In a federal court in Brooklyn last month, the Justice Department told the district court judge that even though the defendant, a Dominican national, had been extradited by the Dominican Republic on the condition that the death penalty not be imposed, the United States did not regard that condition as binding. The judge allowed as how the federal court would, in accordance with long-standing custom among nations, “honor the limitation” even if the Justice Department would not. Experts were left wondering, however, if the Justice Department would take the same position in future cases, and whether more compliant judges would let them get away with it.

The United States had been getting away with pretty much all this without public outrage — until the prison abuse scandal in Iraq. In the midst of it, the United States asked the Security Council for a third annual renewal of its immunity from ICC prosecution.

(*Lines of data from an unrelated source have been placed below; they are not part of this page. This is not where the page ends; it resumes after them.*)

PR #2669, opened 2025-12-16
Fix: Payload List Index Performance

mrkaye97:
# Description

Fixing a performance issue where the index scan would take ages with a CTE hack to first get a set of candidates, then scan them

## Type of change

### DIFF
--- a/sql/schema/v1-core.sql
+++ b/sql/schema/v1-core.sql
@@ -1917,7 +1917,7 @@ BEGIN
     END IF;
 
     query := format('
-        WITH candidates AS (
+        WITH candidates AS MATERIALIZED (
             SELECT tenant_id, id, inserted_at, external_id, type, location,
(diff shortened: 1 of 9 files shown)


sql/schema/v1-core.sql
```diff
@@ -1916,16 +1917,26 @@ BEGIN
...
 
     query := format('
+        WITH candidates AS MATERIALIZED (
+            SELECT tenant_id, id, inserted_at, external_id, type, location,
+                external_location_key, inline_content, updated_at
+            FROM %I
+            WHERE
+                (tenant_id, inserted_at, id, type) >= ($1, $2, $3, $4)
+            ORDER BY tenant_id, inserted_at, id, type
+            LIMIT $9 * 2
```
abelanger5, line 1933: Add a comment to clarify?

abelanger5 (approved):

PR #388, opened 2019-03-11
Add Weather Display import module

gjr80:


tkeffer:
I merged your changes into the `python3` branch. Look it over carefully and see if it's what you want.

I had to add a number of Python 3 fixes, as well as a few small errors I found in my limited testing of wee_import.

It wouldn't hurt to run it through whatever test suites you might have. It would be nice to do it under Python 3, but Python 2 would be OK.

gjr80:
Installed the latest `python3` branch (latest commit https://github.com/weewx/weewx/commit/ac93649e9504846eabc5620ad15d7ab5b32fe1d3) on a VM and ran through each of the `wee_import` sources with my test data. All worked fine (did not check imported data for accuracy though) except for WD which threw this:
```
gary@stretch6:/var/tmp$ sudo /home/weewx/bin/wee_import --import-config=/var/tmp/wd.conf --dry-run
Starting wee_import...
Traceback (most recent call last):
  File "/home/weewx/bin/wee_import", line 861, in <module>
    main()
  File "/home/weewx/bin/wee_import", line 810, in main
    wlog)
  File "/home/weewx/bin/weeimport/weeimport.py", line 337, in sourceFactory
    log)
  File "/home/weewx/bin/weeimport/wdimport.py", line 380, in __init__
    _temp.append([p, int(filter(str.isdigit, fn)[:-4]), int(filter(str.isdigit, fn)[-4:])])
TypeError: 'filter' object is not subscriptable
```
Will have a look at that today.

The other issue I noted is that `wee_import` was logging to `syslog` when I have this install setup to log to `weewx.log` (which is working fine for WeeWX). `wee_import` does have some logging functions that are different to the other utilities so maybe there is something going on there that Python 3 does not like or does differently. Again will look at today.

tkeffer:
In Python 3, `filter` is a generator function. It no longer returns a `list`. You can get the old behavior by changing the line to:

```python
    _temp.append([p, int(list(filter(str.isdigit, fn))[:-4]), int(list(filter(str.isdigit, fn))[-4:])])
```

Better yet, restructure the statement to use list comprehension. The filter statements become something like... (NOT TESTED)
```python
[x for x in fn if str.isdigit(x)]
```

gjr80:
> Better yet, restructure the statement to use list comprehension.

Used a list comprehension and join, it's about as good as I will get as not feeling very pythonic today.

Not a syslog expert but adding the `ident` parameter to `.openlog` fixed the syslog issue, can't see the difference to python2 so I don't know why I didn't see the same problem with python2. I always run my installs with logging to `weewx.log`. No matter seems to work correctly now.

PR #396, opened 2019-04-13
Fix to vector average wind speed calculation

timtsm:
The vector average wind speed (vecavg) I see displayed is often higher than the average wind speed, but the triangle inequality implies that the vector sum should always be less than or equal to the straight sum. It looks like weewx is dividing the vector sum components (xsum and ysum) by the time the wind vector was nonzero (dirsumtime), not by the time there is wind data (sumtime, including times when the wind is not blowing). This means that, eg, wind at <0,0> for one minute followed by <20,0> for one minute has a computed vector average of 20 (and a straight average of 10, which is what the vector average should have been too in this case) while wind at <0.1, 0> then <20,0> has a vector average of 10.05 (and straight average of 10.05). This fix just changes weewx to use sumtime instead of dirsumtime for that calculation.


tkeffer:
Sharp eyes, and right you are! Thanks so much, Tim! 

Because this is a bug fix, and not a new feature, I made the commit against the `master` branch. See commit https://github.com/weewx/weewx/commit/e48eeb2f8927319542fdc0628983eae54eb6d92e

Timing can be everything. What passed easily in 2002 and 2003 was exposed in 2004 as the affront to the rule of law it had always been. The usually mild-mannered secretary general of the U.N., Kofi Annan, sputtered that this move was “of dubious judicial value.” Amid collapsing international support, the United States was compelled to withdraw its request.

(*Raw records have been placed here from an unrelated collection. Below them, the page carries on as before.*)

PR #399, opened 2019-04-17
fixed windrun calculation to be for current period only

### LINKED ISSUE #250: `StdWXCalculate` calculates `windrun` as a 'day' value rather than a 'per period' value
`StdWXCalculate` can optionally (it is disabled by default) augment each archive record with a calculated `windrun` field. At present the calculated value is the cumulative `windrun` for the day. This means that most `windrun` aggregates (based on either archive or daily summaries) are meaningless eg `$day.windrun.sum` would be expected to give the total `windrun` for the day so far, but it currently returns the sum of the day `windrun` so far for each of today's archive records. `$hour.windrun.sum` would be expected to give the total `windrun` seen so far in the current hour, but it results in the sum of the day `windrun` so far for each of the archive records in the current hour.

`windrun` should operate in a similar way to `rain` where the value is the 'amount since the last value' rather than being day cumulative.

`windrun` is currently only provided for archive records, consideration should be given to including windrun in loop packets; however, this will present additional challenges for stations that emit partial packets.

windcrusader:
I've made some changes to wxservices.py so that calc_windrun only calculates the run for the current archive period. This I believe fixes  #250. The method is somewhat simpler now as it doesn't have to query the db to find out previous windrun values, which I think is the new intent.

Being new to this whole process I'm not quite sure how to test it works. I flicked the code onto my test system and it didn't throw any errors, however, I can see that windrun is not actually in my db schema and I'm not actually sure how to get it there?

Comments and suggestions welcomed.

### DIFF
--- a/bin/weewx/wxservices.py
+++ b/bin/weewx/wxservices.py
@@ -375,32 +375,18 @@ class WXCalculate(object):
             pass
 
     def calc_windrun(self, data, data_type):
-        """Calculate the wind run since the beginning of the day.  Convert to
-        US if necessary since this service operates in US unit system."""
+        """Calculate the wind run for the archive interval. """
         # calculate windrun only for archive packets
         if data_type == 'loop':
             return
-        ets = data['dateTime']
-        sts = weeutil.weeutil.startOfDay(ets)
-        run = 0.0
-        try:
-            dbmanager = self.db_binder.get_manager(self.binding)
-            for row in dbmanager.genSql("SELECT `interval`,windSpeed,usUnits"
-                                        " FROM %s"
-                                        " WHERE dateTime>? AND dateTime<=?" %
-                                        dbmanager.table_name, (sts, ets)):
-                if row and None not in row:
-                    vals_us = weewx.units.to_US({'interval' : row[0],
-                                                 'windSpeed' : row[1],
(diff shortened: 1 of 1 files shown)


tkeffer:
You're close!

Generally, if the necessary data to calculate something are  missing, we don't include the results in the record at all. OTOH, if the data are there, but `None`, then we include `None`. So, you want something like:

```python
if 'windSpeed' in data:
    data['windRun'] = None if data['windSpeed'] is None else data['windSpeed'] * data['interval'] / 60.0
```

The next part is more complicated. The type `windrun` is not in the default `wview` schema, so you cannot use a test that relies on the database. The test suite could be modified so that it not only tests values in the database, but also in the "current" record. Let me do that.

windcrusader:
Thanks for the feedback. I've corrected it per your suggestion.

Not necessarily for this thread, but I'd be keen to learn more about the testing approach if you have a wiki page or something you can point me in the direction of.

tkeffer:
You had a mistake in your logic. Instead of

    if 'windSpeed' is None

it should be 

    if data['windSpeed'] is None

I've fixed it, and the changes have been merged into `master`. Thanks, Brad!

tkeffer:
No Wiki page on testing. You just have to wade through the test suites!

PR #400, opened 2019-04-19
Add timestamp and max_delta to "current" tag

PeterQuinn925:
I gave it a shot. I hope I've understood it well enough.


tkeffer:
Looks great!

Issue #353, opened 2018-11-01
Refactor logging into a single facility


tkeffer:
We use many different logging strategies across the code base. They should be refactored into a single one, then used  consistently.

matthewwall:
here are some use cases to help guide the evaluation of options:

1) log level.  these levels are most commonly used in weewx:

* error - something failed that user should know about
* info - feedback about settings and/or operation
* debug - detailed feedback

additional levels such as fatal (fail that requires shutdown) or warn (a mild error?) are probably not necessary to distinguish?

2) do not repeat if not necessary.

3) lots of logging when setting up, but change to log-only-exceptions after configuration is tuned.  default behavior should be to provide good feedback, but it should be easy to switch to log-exceptions.  example is the `log_success` and `log_failure` pattern for uploaders.  use case is low-write scenarios (e.g., on SD/SATA-DOM applications) and low-disk-space scenarios (e.g., tiny /var/log partition on a router)

4) driver diagnostic logging (e.g., every string of bytes to/from device).  some drivers need multiple levels of diagnostics, e.g., serial-comms vs parsing-of-serial-data vs loop/archive.  the pattern of debug_xxx withing the driver's config stanza has been used in many drivers to provide these distinctions.

5) uploader diagnostic logging.  uploaders need simple log entry to indicate that upload succeeded/failed.  also need ability to do detailed logging, e.g., actual data sent in a packet/url.

6) consistency - use consistent patterns in the log message formats to make it easy to write patterns for logwatch or elastic search.  for example, put entire log message into a single line whenever possible, but if must use multi-line then do it in a way that can be post-processed easily.

7) platform-agnostic.  we should consider using the python `logging` module instead of using syslog.  

8) logging shim.  whether we use `logging` or `syslog`, we will probably need a thin shim to (1) configure the log and (2) to reduce the amount of code that developers need to write in order to make log entries.  the `logdbg`, `loginf`, `logerr` pattern results in compact, easy-to-manage log management, but probably could be done more pythonically.  doing `syslog.syslog(syslog.LOG_ERR, msg)` is too verbose imho.  the python pattern of `logger.info(msg)` has worked well for me in other projects, and it comes with the benefit of getting module/function labels in log messages if you configure the logger correctly.

tkeffer:
In this issue, I had intended only to take on your use case 8. I've made a start in commit https://github.com/weewx/weewx/commit/a930e65c0024b3738084b5dc10a6f422b790a0a3.

[...]

PR #406, opened 2019-05-10
Added Python 2 vs. 3 conditional for logging method

UberEclectic:
This makes the same driver usable with WeeWx 3.9 in addition to 4.0.
I expect at some point this will be removed, but it's helpful right now for testing backward compatibility of Python 3 code running on Python 2.

I chose the Python version as the conditional, because it was way less code than checking the WeeWX version in the import / dev section, early in the driver.

### DIFF
--- a/bin/weewx/drivers/wmr300.py
+++ b/bin/weewx/drivers/wmr300.py
@@ -779,16 +779,16 @@ examples:
 from __future__ import with_statement
 from __future__ import absolute_import
 from __future__ import print_function
+import sys
 import time
 import usb
 
 import weewx.drivers
 import weewx.wxformulas
 from weeutil.weeutil import timestamp_to_string
-from weeutil.log import logdbg, loginf, logerr, logcrt
 
 DRIVER_NAME = 'WMR300'
-DRIVER_VERSION = '0.20'
+DRIVER_VERSION = '0.21'
 
 DEBUG_COMM = 0
 DEBUG_PACKET = 0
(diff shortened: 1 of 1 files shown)


tkeffer:
Because `wmr300.py` is included in the standard distribution, there is no reason to make it usable under WeeWX Version 3 and Version 4. The `development` branch is pure Version 4.

We are transitioning to a standard logging API (see issue #353). That's why `loginfo()` and other functions are being imported from `weeutil.log`.

UberEclectic:
This was done to allow testing of the v4 driver on a v3 installation under Python 2.
I used it to validate a key objective of v4 being based on Python 3, but with backwards compatibility with Python 2.
Can you think of a better way to make these v4 drivers backward compatible with v3?
Perhaps a backport of the new logging mechanism from v4 to v3?
That way most v3 code would run "as is" with the old logging mechanism, but we could try out the newer v4 drivers by dropping them in easily and not needing to modify them to work with v3.

tkeffer:
> Can you think of a better way to make these v4 drivers backward compatible with v3?

There are lots of changes in V4 that are not compatible with V3. It would be impractical to have every driver work with both versions, and no reason to do so.

I know it can be a pain to maintain separate `master` and `development` branches, but I'm not sure what it would mean to have two branches sharing the same code base.

As for testing, the test suites are also maintained separately.

The key is regular "catch up" merges from `master` to `development`.  If these are done regularly (and they have been), then software development mostly proceeds forward in time, always with `development` as the latest-and-greatest.

PR #407, opened 2019-05-14
Corrected wunderfixer use of restx.AmbientThread class

UberEclectic:
Corrected problem with wunderfixer use of restx.AmbientThread class being out of sync with actual restx.AmbientThread parameter requirements.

The United States lost another case in March before the International Court of Justice, similar to the ones it lost in 2001 and 2003. Mexico complained that the United States was holding on death rows in 10 states 54 of its nationals who had not been afforded their right to consult consular officials prior to trial. Although the United States was widely expected again to ignore an adverse ruling, it is now July and all the Mexicans are still alive.

Perhaps the United States is holding back because the Abu Ghraib spotlight is on. If so, we can make a difference if we ensure that it stays on, and that we hold this administration — and the next — accountable for obeying the rule of law.

Kathleen Peratis, counsel to the New York law firm Outten & Golden LLP, is a board member of Human Rights Watch.